I figured that Costas have great support from Rural Victoria particularly because growers line up to supply to them due to good payment systems and quality. They are worshipped by most growers and many buyers for the way they stopped mafia control and corruption in Footscray and Sydney markets, and their foray into China sounds very promising on top of currently good business.

A broker suggested to me that they have been using private company taxation reporting methods, and that with greater transparency of public reporting their profits will likely increase by anywhere "up to double" due to different accounting requirements alone. Should I believe this?

Costas originally listed via OrdMinnet/JBWere at $2.25 but they are already $2.18 on just the first day, so now I am gun shy.... is this a bad sign on the first day?


----------



## So_Cynical (25 July 2015)

*Re: CGC - Costa Group Holdings - was really keen on Costas but now not sure...?*



Captain Blood said:


> Costas originally listed via OrdMinnet/JBWere at $2.25 but they are already $2.18 on just the first day, so now I am gun shy.... is this a bad sign on the first day?
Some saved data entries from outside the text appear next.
PR #1374, opened 2018-07-23
Add a system test to check mining power vs synchronized chain

sylane:
* Add a test that verify that when two cluster are synchronizing, the
chain from the cluster with the highest mining power wins.
 * Fix a bug in the peer pool for a corner case.

### DIFF
--- a/apps/aecore/src/aec_peers.erl
+++ b/apps/aecore/src/aec_peers.erl
@@ -864,7 +864,7 @@ on_peer_accepted(PeerAddr, PeerInfo, Pid, State0) ->
                                     "from ~s to ~s; rejecting connection",
                                     [ppp(PeerId), format_address(OldPeer),
                                      format_address({PeerAddr, Port})]),
-                    {error, trusted_address_changed}
+                    {{error, trusted_address_changed}, State}
             end
     end.
 
--- a/system_test/aest_sync_SUITE.erl
+++ b/system_test/aest_sync_SUITE.erl
@@ -16,7 +16,8 @@
     stop_and_continue_sync/1,
     tx_pool_sync/1,
     net_split_recovery/1,
-    quick_start_stop/1
+    quick_start_stop/1,
+    net_split_mining_power/1
 ]).
 
 -import(aest_nodes, [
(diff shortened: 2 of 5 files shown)


system_test/aest_sync_SUITE.erl
```diff
@@ -571,6 +678,17 @@ quick_start_stop(Cfg) ->
 
 %% helper functions
 
+node_mined_retries(Nodes) ->
+    Metric = "ae.epoch.aecore.mining.retries.value",
```
lucafavatella: Not sure about this metric:
https://github.com/aeternity/epoch/blob/2edd9fbe4e95bc010d57e043954d930ac7beba7f/apps/aecore/src/aec_conductor.erl#L693
https://github.com/aeternity/epoch/blob/2edd9fbe4e95bc010d57e043954d930ac7beba7f/apps/aecore/src/aec_conductor.erl#L698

If you like the company - buy it

One day is just one day.


----------



## So_Cynical (26 August 2015)

$1.92 today - a big saving on the $2.25 float price of 5 weeks ago.


----------



## Cashflows (26 August 2015)

I remember reading a really good report by alan kohler on the story of the company and the founder Frank Costa in his family business column... though they charge you for access now and I can't quote it.


----------



## tge oracle (14 September 2015)

The impending supermarket war over fresh Fruit and Veg will be a boon for CGC as they are the major supplier to Coles, Woolies and Aldi in this sector.
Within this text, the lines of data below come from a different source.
PR #1385, opened 2018-07-26
Pt 157506439 create and call contracts off-chain

velzevur:
PT: [SC off-chain initialization and call of contract](https://www.pivotaltracker.com/story/show/157506439)
Initial version of contract's executution inside channels. Focing progress on-chain will be followed in a subsequent PR.

TODO:
- [x] Line in release notes
- [x] Bump DB version
- [x] Update protocol accordingly


lucafavatella:
Unit tests seen [failing](https://circleci.com/gh/aeternity/epoch/23322?utm_campaign=vcs-integration-link&utm_medium=referral&utm_source=github-build-link).

Error [`%%% aehttp_contracts_SUITE ==> {{badmatch,{error,<<"argument_syntax_error">>}},` in test job](https://circleci.com/gh/aeternity/epoch/23320) is unrelated to this PR (known, being worked on).

apps/aecontract/src/aect_channel_contract.erl
```diff
@@ -0,0 +1,104 @@
...
+    ContractsTree  = aec_trees:contracts(Trees0),
+    Contract = aect_state_tree:get_contract(ContractPubKey, ContractsTree),
+    Owner = aect_contracts:owner(Contract),
+    Code = aect_contracts:code(Contract),
+    CallStack = [], %% TODO: should we have a call stack for create_tx also
+                    %% when creating a contract in a contract.
+    VmVersion = aect_contracts:vm_version(Contract),
+    CallDef = #{ caller     => Owner
+               , contract   => ContractPubKey
+               , gas        => 10000000
```
velzevur: There is a really tight balance there. This gas is never consumed from `onwer` account but yet - if the contract creation requires too much gas - we can still run out of gas nevertheless. This is a mechanism that protects the user that the contract is not too heavy to post on-chain. Same goes with gas amount in `run/7`

Probably I shall expose this to API? Shall it be optional?

apps/aecontract/src/aect_channel_contract.erl
```diff
@@ -0,0 +1,104 @@
...
+               , gas_price  => 1
```
velzevur: Gas is not used but we probably need it in order to verify the gas consumption does no make the contract non-postable on-chain because of high gas cost. Same goes with gas price in `run/7`

Probably I shall expose this to API? Shall it be optional as well?

apps/aehttp/test/aehttp_integration_SUITE.erl
```diff
@@ -3827,6 +3832,212 @@ sc_ws_withdraw_and_close(Config, Origin) when Origin =:= initiator
...
+            CallRes = GetCallResult(AckConnPid),
+            #{<<"caller_address">>    := CallerAddress,
+              <<"caller_nonce">>      := CallRound, 
+              <<"contract_address">>  := ContractAddress,
+              <<"gas_price">>         := _,
+              <<"gas_used">>          := _,
+              <<"height">>            := CallRound,
+              <<"return_type">>       := <<"ok">>,
+              <<"return_value">>      := ReturnValue} = CallRes,
+            {ok, 200, #{<<"data">> := #{<<"type">> := <<"word">>, <<"value">> := DecodedCallResult00}}} =
```
lucafavatella: This `<<"word">>` assumes which contracts this test helper function is being called with? Shall this be explicitly dependent on the test name instead?

apps/aehttp/test/aehttp_integration_SUITE.erl
```diff
@@ -3827,6 +3832,212 @@ sc_ws_withdraw_and_close(Config, Origin) when Origin =:= initiator
...
+                get_contract_decode_data(#{'sophia-type' => Type, data => ReturnValue}),
+            DecodedCallResult00
+      end,
+    % trigger call contract
+
+    contract_calls_(TestName, ContractPubKey, Code, SenderConnPid, UpdateVolley,
```
lucafavatella: Is the contract called only by the same party that created it?

apps/aehttp/test/aehttp_integration_SUITE.erl
velzevur: Addressed

apps/aehttp/test/aehttp_integration_SUITE.erl
velzevur: Yes, addressed

velzevur:
Enhanced unparsing of contract's call return value.
Enhanced tests to cover both participants being able to call a contract (it used to be tested just the owner)
Added a corresponding protocol section

velzevur:
Rebased on top of master, resolved conflict in release notes

PR #1372, opened 2018-07-23
PT-158827776 Add second batch of the new HTTP API endpoints

fabiankrol:
In this PR we're adding another batch of new endpoints. Following PRs are going to remove and clean up obsolete endpoints. 

TODO: 

- [x] docker smoke test #1363 d5a55f2f2d49b56909e04aa08ada0716232977f6
- [x] `aehttp_integration_SUITE ==> all.internal_endpoints.list_oracle_queries`
- [x] `aehttp_integration_SUITE ==> *.get_pending_key_block` 

TODO covered in following PRs:

- [ ] Improve test coverage for contracts, channels, names
- [ ] rename `/ng-transactions` to `/transactions`
- [ ] consult `/status` return with eapps 
- [ ] update release notes 
- [ ] update protocol repo

PR #1386, opened 2018-07-26
Correct type annotation of query field in oracle query

lucafavatella:


lucafavatella:
I prepared this while reviewing #1372

PR #1365, opened 2018-07-20
PT-159192048 Remove key_hash from micro blocks

zp-sd:
1) Protocol repo reference - https://github.com/aeternity/protocol/pull/150.

2) System tests:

Refer to article, below, in today's Australian.

Disc - Opinion only. Invested in CGC. DYOR.

http://www.theaustralian.com.au/bus...tal-coburg-store/story-fn91v9q3-1227525323806


----------



## sinner (14 September 2015)

tge oracle said:


> The impending supermarket war over fresh Fruit and Veg will be a boon for CGC as they are the major supplier to Coles, Woolies and Aldi in this sector.
> 
> Refer to article, below, in today's Australian.
> 
> ...




Hi oracle,

I'm a silent enjoyer of your "food investor" posts in the various threads. The link you posted unfortunately doesn't work for me as it is behind a paywall.

One thought that comes to mind, however, is that of the "milk wars", given that interplay of factors and how the milk suppliers got screwed are you really so certain that Costa will benefit from the supermarket wars?


----------



## tge oracle (14 September 2015)

sinner said:


> Hi oracle,
> 
> I'm a silent enjoyer of your "food investor" posts in the various threads. The link you posted unfortunately doesn't work for me as it is behind a paywall.
> 
> One thought that comes to mind, however, is that of the "milk wars", given that interplay of factors and how the milk suppliers got screwed are you really so certain that Costa will benefit from the supermarket wars?





Hi Sinner,

Glad to hear you are enjoying the posts, sorry about the lack of access to news articles…..I overlooked the fact that they are behind pay walls. I like to be fully informed when it comes to investing so pay for access to all newspapers and financial journals. I am an avid reader of such articles and find it to be very beneficial in regards to investment decisions.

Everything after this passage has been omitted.